Can u plz explain the awk command what it is doing? & why u have mentioned "file" two times?
Hi
First time, when the file is processed, it takes the count of 1st column duplicates. Second time, when it is processed, it starts printing those lines which has count more than 1.
btw, did it work?
Guru.
1 Like
A single-pass version (increased ram requirement since all lines of the file are stored for END use):
awk '{a[NR]=$0; a[NR,"k"]=$1; k[$1]++} END {for (i=1; i<=NR; i++) if (k[a[i,"k"]] > 1) print a}' data
Regards,
Alister
what is meant by "First time process" and "Second time process" ?
I will try out & comment here quicky ASAP b'coz there is a problem in my machine.

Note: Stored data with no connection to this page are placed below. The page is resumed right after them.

PR #4327, opened 2024-10-01
Use an iterator instead of collecting Graph scan results into an std::vector

benjaminwinger:
This has a smaller benefit than it did initially (now roughly a 5-6% improvement in the comparison I'd done; I'll try some more benchmarks and add them in a later comment). I think this is because adding the edge IDs (in #4310) increased the time spent scanning but didn't increase the cost of the overhead for the results as much.

The iterator is actually producing chunks of values as I found that eliminating that had performance tradeoffs that seemed to outweigh the benefits of avoiding the extra copy (I don't think there's an efficient way of turning a nested loop into an iterator; it might be worth looking at [std::ranges::join_view](https://en.cppreference.com/w/cpp/ranges/join_view), though we've had issues with std::ranges and apple clang in the past).
The iterator is not polymorphic, but passes off the task of fetching the next chunk of results to the scan state. `Graph::Iterator` is just providing an easy to use interface to work with the scan state.

It's important to note that you cannot begin another scan using the same scan state and then continue the original scan. All of the iterator's state is stored in the scan state, not in the iterator. For page rank I added a second scan state to work around this, and in weakly connected components I made it collect the results into a vector so that the scan always can finish before the function gets called recursively (the alternative would be one scan state per function call, which would probably be slower), so it doesn't benefit from this at all.

### DIFF
--- a/src/function/gds/gds_task.cpp
+++ b/src/function/gds/gds_task.cpp
@@ -10,19 +10,19 @@ void FrontierTask::run() {
     auto numApproxActiveNodesForNextIter = 0u;
     std::unique_ptr<graph::Graph> graph = sharedState->graph->copy();
     auto state = graph->prepareScan(sharedState->relTableIDToScan);
-    auto scanResult = graph::GraphScanResult();
     auto localEc = sharedState->ec.copy();
     while (sharedState->frontierPair.getNextRangeMorsel(frontierMorsel)) {
         while (frontierMorsel.hasNextOffset()) {
             common::nodeID_t nodeID = frontierMorsel.getNextNodeID();
             if (sharedState->frontierPair.curFrontier->isActive(nodeID)) {
-                graph->scanFwd(nodeID, *state, scanResult);
-                for (auto i = 0u; i < scanResult.size(); ++i) {
-                    auto nbrNodeID = scanResult.nbrNodeIDs[i];
-                    auto edgeID = scanResult.edgeIDs[i];
-                    if (localEc->edgeCompute(nodeID, nbrNodeID, edgeID)) {
-                        sharedState->frontierPair.nextFrontier->setActive(nbrNodeID);
-                        numApproxActiveNodesForNextIter++;
+                for (const auto [nodes, edges] : graph->scanFwd(nodeID, *state)) {
+                    for (size_t i = 0; i < nodes.size(); i++) {
+                        const auto& nbrNodeID = nodes[i];
+                        const auto& edgeID = edges[i];
+                        if (localEc->edgeCompute(nodeID, nbrNodeID, edgeID)) {
+                            sharedState->frontierPair.nextFrontier->setActive(nbrNodeID);
+                            numApproxActiveNodesForNextIter++;
+                        }
                     }
                 }
             }
--- a/src/include/graph/graph.h
+++ b/src/include/graph/graph.h
@@ -1,7 +1,10 @@
 #pragma once
 
+#include <cstdint>
+#include <iterator>
 #include <memory>
 
+#include "common/copy_constructors.h"
 #include "common/types/types.h"
 #include <span>
 
@@ -17,22 +20,10 @@ struct RelTableIDInfo {
 class GraphScanState {
 public:
     virtual ~GraphScanState() = default;
-};
-
-// TODO(Ben): feel free to remove this class.
-struct GraphScanResult {
-    std::vector<common::nodeID_t> nbrNodeIDs;
-    std::vector<common::relID_t> edgeIDs;
-
-    common::idx_t size() const {
-        KU_ASSERT(nbrNodeIDs.size() == edgeIDs.size());
-        return nbrNodeIDs.size();
-    }
-
-    void clear() {
-        nbrNodeIDs.clear();
-        edgeIDs.clear();
-    }
+    virtual std::span<const common::nodeID_t> getNbrNodes() const = 0;
+    virtual std::span<const common::relID_t> getEdges() const = 0;
+    // Returns true if there are more values after the current batch
+    virtual bool next() = 0;
 };
 
 /**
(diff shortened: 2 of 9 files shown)


src/function/gds/gds_task.cpp
```diff
@@ -10,19 +10,19 @@ void FrontierTask::run() {
...
             common::nodeID_t nodeID = frontierMorsel.getNextNodeID();
             if (sharedState->frontierPair.curFrontier->isActive(nodeID)) {
-                graph->scanFwd(nodeID, *state, scanResult);
-                for (auto i = 0u; i < scanResult.size(); ++i) {
-                    auto nbrNodeID = scanResult.nbrNodeIDs[i];
-                    auto edgeID = scanResult.edgeIDs[i];
-                    if (localEc->edgeCompute(nodeID, nbrNodeID, edgeID)) {
-                        sharedState->frontierPair.nextFrontier->setActive(nbrNodeID);
-                        numApproxActiveNodesForNextIter++;
+                for (const auto [nodes, edges] : graph->scanFwd(nodeID, *state)) {
```
andyfengHKU, line 18: I just a minor question. In my future PRs, depends on configuration, I may need to both scanFwd and scanBwd.
Will the following works if I'm reusing the same state? Or do I need fwdState and bwdState?

```
for (const auto [nodes, edges] : graph->scanFwd(nodeID, *state)) {
}

for (const auto [nodes, edges] : graph->scanBwd(nodeID, *state)) {
}
```

benjaminwinger: Yes, that should be fine. You also should always be able to re-use the state for a new scan if you've finished the original, you just can't nest them (even with a backward scan, though that would actually be fairly easy to allow as long as it's not recursive).

src/include/graph/graph.h
```diff
@@ -45,6 +36,68 @@ struct GraphScanResult {
...
+        Iterator(const Iterator& other) = default;
+
+        using iterator_category = std::input_iterator_tag;
+        using difference_type = std::ptrdiff_t;
+        using value_type =
+            std::pair<std::span<const common::nodeID_t>, std::span<const common::relID_t>>;
+        using pointer = value_type;
+        using reference = value_type;
+
+        std::pair<std::span<const common::nodeID_t>, std::span<const common::nodeID_t>>
```
ray6080, line 60:
```suggestion
        value_type
```
I think you can directly use `value_type` here.

src/include/graph/graph.h
```diff
@@ -45,6 +36,68 @@ struct GraphScanResult {
...
+        uint64_t count() {
+            // TODO(bmwinger): avoid scanning if all that's necessary is to count the results
+            uint64_t result = 0;
+            do {
+                result += scanState->getNodes().size();
+            } while (scanState->next());
+            return result;
+        }
+
+        std::vector<common::nodeID_t> collectNodes() {
```
ray6080, line 85: Would `collectNbrNodes` be more accurate here?

src/include/graph/graph.h
```diff
@@ -45,6 +36,68 @@ struct GraphScanResult {
...
+            std::vector<common::nodeID_t> adjacentNodes;
```
ray6080, line 86: Would it better to rename `adjacentNodes` to `nbrNodes`, though they mean the same? I think we should be more constrained to use multiple different terms referring to the same thing.

src/include/graph/graph.h
```diff
@@ -17,22 +20,10 @@ struct RelTableIDInfo {
...
-    common::idx_t size() const {
-        KU_ASSERT(nbrNodeIDs.size() == edgeIDs.size());
-        return nbrNodeIDs.size();
-    }
-
-    void clear() {
-        nbrNodeIDs.clear();
-        edgeIDs.clear();
-    }
+    virtual std::span<const common::nodeID_t> getNodes() const = 0;
```
ray6080, line 23: `getNodes` -> `getNbrNodes`

src/include/graph/on_disk_graph.h
```diff
@@ -13,10 +22,54 @@ class MemoryManager;
...
-
-    explicit OnDiskGraphScanState(const storage::RelTable& table,
+    class InnerIterator {
+    public:
+        InnerIterator(const main::ClientContext* context, storage::RelTable* relTable,
+            std::unique_ptr<storage::RelTableScanState> tableScanState);
+
+        DELETE_COPY_DEFAULT_MOVE(InnerIterator);
+
+        std::span<const common::nodeID_t> getNodes() const {
```
ray6080, line 32: `getNodes` -> `getNbrNodes`

src/include/graph/on_disk_graph.h
```diff
@@ -13,10 +22,54 @@ class MemoryManager;
...
+            return std::span<const common::nodeID_t>(
+                &relIDVector().getValue<const common::nodeID_t>(firstElement),
+                dstSelVector().getSelSize());
+        }
+
+        bool next();
+        void initScan();
+
+    private:
+        const common::SelectionVector& dstSelVector() const {
```
ray6080, line 58: Can we also unify `dst` to `nbr`?

src/include/graph/graph.h
```diff
@@ -45,6 +36,68 @@ struct GraphScanResult {
...
+        explicit Iterator(GraphScanState* scanState) : scanState{scanState} {}
+        DEFAULT_BOTH_MOVE(Iterator);
+        Iterator(const Iterator& other) = default;
+
+        using iterator_category = std::input_iterator_tag;
+        using difference_type = std::ptrdiff_t;
+        using value_type =
+            std::pair<std::span<const common::nodeID_t>, std::span<const common::relID_t>>;
+        using pointer = value_type;
+        using reference = value_type;
```
ray6080, line 58: What are `pointer` and `reference` for here? Are they required by the input_iterator?

src/include/graph/graph.h
```diff
@@ -45,6 +36,68 @@ struct GraphScanResult {
...
+        std::vector<common::nodeID_t> collectNodes() {
+            std::vector<common::nodeID_t> adjacentNodes;
+            for (const auto [nbrs, edges] : *this) {
+                adjacentNodes.insert(adjacentNodes.end(), nbrs.begin(), nbrs.end());
+            }
+            return adjacentNodes;
+        }
+
+        Iterator& begin() noexcept { return *this; }
+        Iterator end() const noexcept { return Iterator(nullptr); }
```
ray6080, line 94: I think you can replace `end()` by a constexpr Iterator object.

ray6080 (approved):

src/include/graph/graph.h
benjaminwinger: Oh, so that's an abbreviation of neighbour? I thought it was number and was a little confused when I'd seen it elsewhere.

ray6080: 😄 yeah we use that for abbr of neighbour.

src/include/graph/on_disk_graph.h
benjaminwinger: I'd put dstSelVector there since it's the selection vector for the dstNodeIDVector. Or do you mean make the dstVectors be nbrVectors too? I guess that there is no longer a single output/destination storage with the edges being stored too, so that would probably be more appropriate.

PR #4336, opened 2024-10-03
Add edge direction to gds

andyfengHKU:
# Description

Track edge direction when we extend both fwd and bwd adjacency list. This is not the most performant implementation since we will always store a boolean field in `ParentList` which could be optimized. We can try to figure this out eventually. This is not yet my priority.

Fixes # (issue)

# Contributor agreement

### DIFF
--- a/src/function/gds/output_writer.cpp
+++ b/src/function/gds/output_writer.cpp
@@ -19,32 +19,33 @@ void PathsOutputs::beginWritingOutputsForDstNodesInTable(common::table_id_t tabl
     bfsGraph.pinNodeTable(tableID);
 }
 
+static std::unique_ptr<ValueVector> createVector(const LogicalType& type, storage::MemoryManager* mm, std::vector<ValueVector*>& vectors) {
+    auto vector = std::make_unique<ValueVector>(type.copy(), mm);
+    vector->state = DataChunkState::getSingleValueDataChunkState();
+    vectors.push_back(vector.get());
+    return vector;
+}
+
 RJOutputWriter::RJOutputWriter(main::ClientContext* context, RJOutputs* rjOutputs)
     : context{context}, rjOutputs{rjOutputs} {
     auto mm = context->getMemoryManager();
-    srcNodeIDVector = std::make_unique<ValueVector>(LogicalType::INTERNAL_ID(), mm);
-    dstNodeIDVector = std::make_unique<ValueVector>(LogicalType::INTERNAL_ID(), mm);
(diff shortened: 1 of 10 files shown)


src/function/gds/output_writer.cpp
```diff
@@ -19,32 +19,35 @@ void PathsOutputs::beginWritingOutputsForDstNodesInTable(common::table_id_t tabl
     bfsGraph.pinNodeTable(tableID);
 }
 
+static std::unique_ptr<ValueVector> createVector(const LogicalType& type,
```
semihsalihoglu-uw, line 22: Can you put this into another common utility function? This doesn't look like a gds-related utility function. Looks like something many other parts of the system can use as well. Do we have a VectorUtils-like or CommonUtils-like class?

src/function/gds/output_writer.cpp
```diff
@@ -19,32 +19,35 @@ void PathsOutputs::beginWritingOutputsForDstNodesInTable(common::table_id_t tabl
...
-    srcNodeIDVector->state = DataChunkState::getSingleValueDataChunkState();
+    srcNodeIDVector = createVector(LogicalType::INTERNAL_ID(), mm, vectors);
+    dstNodeIDVector = createVector(LogicalType::INTERNAL_ID(), mm, vectors);
     srcNodeIDVector->setValue<nodeID_t>(0, rjOutputs->sourceNodeID);
-    dstNodeIDVector->state = DataChunkState::getSingleValueDataChunkState();
-    vectors.push_back(srcNodeIDVector.get());
-    vectors.push_back(dstNodeIDVector.get());
 }
 
 PathsOutputWriter::PathsOutputWriter(main::ClientContext* context, RJOutputs* rjOutputs,
```
semihsalihoglu-uw, line 38: I would consider simplifying this by always writing the direction now. So always create a direction value vector and always write it and the outputter can ignore it.

semihsalihoglu-uw (approved):
Can you add a TODO in that gds optimizations issue to optimize this later?

src/function/gds/output_writer.cpp
andyfengHKU: I don't recall other parts using this. The part of assigning `SingleDataChunkState` is very specific to GDS.

src/function/gds/output_writer.cpp
andyfengHKU: I'll think about it. Right now it's not too much work yet. Later if I observe we need to do if check in multiple places I might apply this change.

Issue #4148, opened 2024-08-25
Add support for MAP data type for C API


mewim:
### API

C

### Description

The MAP data type support is missing for C API. As such, it also cannot be binded to Go API.

PR #4339, opened 2024-10-03
Add support for MAP data type for C API

WWW0030:
# Description

Added MAP data type to c_api
Added tests to MAP data type

Fixes # (issue)
https://github.com/kuzudb/kuzu/issues/4148

# Contributor agreement

### DIFF
--- a/src/include/common/types/types.h
+++ b/src/include/common/types/types.h
@@ -231,7 +231,6 @@ enum class PhysicalTypeID : uint8_t {
     ARRAY = 23,
     STRUCT = 24,
     POINTER = 25,
-    MAP = 26,
 };
 
 class ExtraTypeInfo;
--- a/src/include/common/types/types.h
+++ b/src/include/common/types/types.h
@@ -330,7 +330,6 @@ public:
 
     static KUZU_API LogicalType LIST(LogicalType childType);
 
-    static KUZU_API LogicalType MAP(std::unique_ptr<StructTypeInfo> typeInfo);
     template<class T>
     static inline LogicalType LIST(T&& childType) {
         return LogicalType::LIST(LogicalType(std::forward<T>(childType)));
--- a/src/include/common/types/types.h
+++ b/src/include/common/types/types.h
@@ -329,7 +329,6 @@ public:
     static KUZU_API LogicalType UNION(std::vector<StructField>&& fields);
 
     static KUZU_API LogicalType LIST(LogicalType childType);
-
     template<class T>
     static inline LogicalType LIST(T&& childType) {
         return LogicalType::LIST(LogicalType(std::forward<T>(childType)));
--- a/src/include/common/types/types.h
+++ b/src/include/common/types/types.h
@@ -231,6 +231,7 @@ enum class PhysicalTypeID : uint8_t {
     ARRAY = 23,
     STRUCT = 24,
     POINTER = 25,
+    MAP = 26,
 };
 
 class ExtraTypeInfo;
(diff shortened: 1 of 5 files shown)


src/include/common/types/types.h
```diff
@@ -231,6 +231,7 @@ enum class PhysicalTypeID : uint8_t {
     ARRAY = 23,
     STRUCT = 24,
     POINTER = 25,
+    MAP = 26,
```
mewim, line 234: `MAP` is not a physical type. You should NOT add a physical type for it.

mewim:
The test cases are not enough. You should also add value tests to make sure that a dict returned as query result can actually be used in C API (i.e., you can read from it).

mewim (changes requested):
See my comments

mewim:
Also, I do not think the implmentation is correct. Reading from `MAP` should be done with `NestedVal`. Please refer to https://github.com/kuzudb/kuzu/blob/fae65c679902ea73721784378e64b13421ff237a/tools/python_api/src_cpp/py_query_result.cpp#L280-L289

WWW0030:
> Also, I do not think the implmentation is correct. Reading from `MAP` should be done with `NestedVal`. Please refer to
> 
> https://github.com/kuzudb/kuzu/blob/fae65c679902ea73721784378e64b13421ff237a/tools/python_api/src_cpp/py_query_result.cpp#L280-L289

I think that it is already done with NestedVal inside of the called function `kuzu_value_get_list_element`. The added test seems to be working fine aswell. Please let me know if its OK.

mewim:
> > Also, I do not think the implmentation is correct. Reading from `MAP` should be done with `NestedVal`. Please refer to
> > https://github.com/kuzudb/kuzu/blob/fae65c679902ea73721784378e64b13421ff237a/tools/python_api/src_cpp/py_query_result.cpp#L280-L289
> 
> I think that it is already done with NestedVal inside of the called function `kuzu_value_get_list_element`. The added test seems to be working fine aswell. Please let me know if its OK.

I don't think you called `kuzu_value_get_map_field_name` in the test case. My expected behavior is that `kuzu_value_get_map_field_name` returns `audience1` and `kuzu_value_get_map_field_value` returns a value of `33`. The user SHOULD NOT need to call another `kuzu_value_get_struct_field_name` or `kuzu_value_get_struct_field_value` to read the key or value from the map.

mewim (changes requested):
The ergonomics of the API is not desirable. Further changes are needed.

test/c_api/value_test.cpp
```diff
@@ -556,6 +555,93 @@ TEST_F(CApiValueTest, GetStructFieldValue) {
...
+    ASSERT_EQ(state, KuzuSuccess);
+    ASSERT_TRUE(kuzu_query_result_is_success(&result));
+    ASSERT_TRUE(kuzu_query_result_has_next(&result));
+    state = kuzu_query_result_get_next(&result, &flatTuple);
+    ASSERT_EQ(state, KuzuSuccess);
+    ASSERT_FALSE(kuzu_query_result_has_next(&result));
+    kuzu_value value;
+    ASSERT_EQ(kuzu_flat_tuple_get_value(&flatTuple, 0, &value), KuzuSuccess);
+
+    char* mapName;
```
mewim, line 599: There is probably a memory leak here. The `mapName` is not destroyed.

WWW0030: Should be destroyed below, line 602

mewim (approved):
Can be merged if all CI passes

PR #4340, opened 2024-10-04
Add semi mask point lookup

andyfengHKU:
# Description

Add an optimization mentioned in #4285 

Fixes # (issue)

# Contributor agreement

### DIFF
--- a/src/include/common/mask.h
+++ b/src/include/common/mask.h
@@ -52,8 +52,11 @@ public:
         maskData = std::make_unique<MaskData>(maxOffset + 1);
     }
 
+    bool isMasked(common::offset_t offset) const {
+        return maskData->isMasked(offset, numMasks);
+    }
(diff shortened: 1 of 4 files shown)


src/include/common/mask.h
```diff
@@ -52,6 +52,7 @@ class MaskCollection {
         maskData = std::make_unique<MaskData>(maxOffset + 1);
     }
 
+    bool isMasked(common::offset_t offset) const { return maskData->isMasked(offset, numMasks); }
     // Return true if any offset between [startOffset, endOffset] is masked. Otherwise return false.
     bool isMasked(common::offset_t startOffset, common::offset_t endOffset) const {
```
ray6080, line 57: I feel this should be renamed to `isAnyMasked`.

ray6080 (approved):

---------- Post updated at 08:05 PM ---------- Previous update was at 07:52 PM ----------
alister:
A single-pass version (increased ram requirement since all lines of the file are stored for END use):
awk '{a[NR]=$0; a[NR,"k"]=$1; k[$1]++} END {for (i=1; i<=NR; i++) if (k[a[i,"k"]] > 1) print a}' data
Regards,
Alister
Can u explain what's the code is doing?
---------- Post updated 06-28-10 at 02:16 PM ---------- Previous update was 06-27-10 at 08:05 PM ----------
guruprasadpr:
Hi
First time, when the file is processed, it takes the count of 1st column duplicates. Second time, when it is processed, it starts printing those lines which has count more than 1.
btw, did it work?
Guru.
It worked ! thanks...But i need to find the count of it's occurence
awk ' { per[$1] += 1}
END { for (i in per)
print i, per } ' dupli.txt > dupli_count.txt
in the above code i need to print the Total count as "Sum=????" (i need to count 2nd column.)